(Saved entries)
━━━━━━━━━━

PR #1391, opened 2026-05-19
Added QA_STP_ClickHouse_Backup_FIPS.md

besteffects:
Added test plan for clickhouse-backup compatibility with fips140


Slach (approved):
ok. will wait when master will stable then will merge it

━━━━━━━━━━

— Exercise brief —
No line before the one with "Added test plan" belongs in the answer; copy that line and the rest of the records exactly.

— Worked solution —
Added test plan for clickhouse-backup compatibility with fips140


Slach (approved):
ok. will wait when master will stable then will merge it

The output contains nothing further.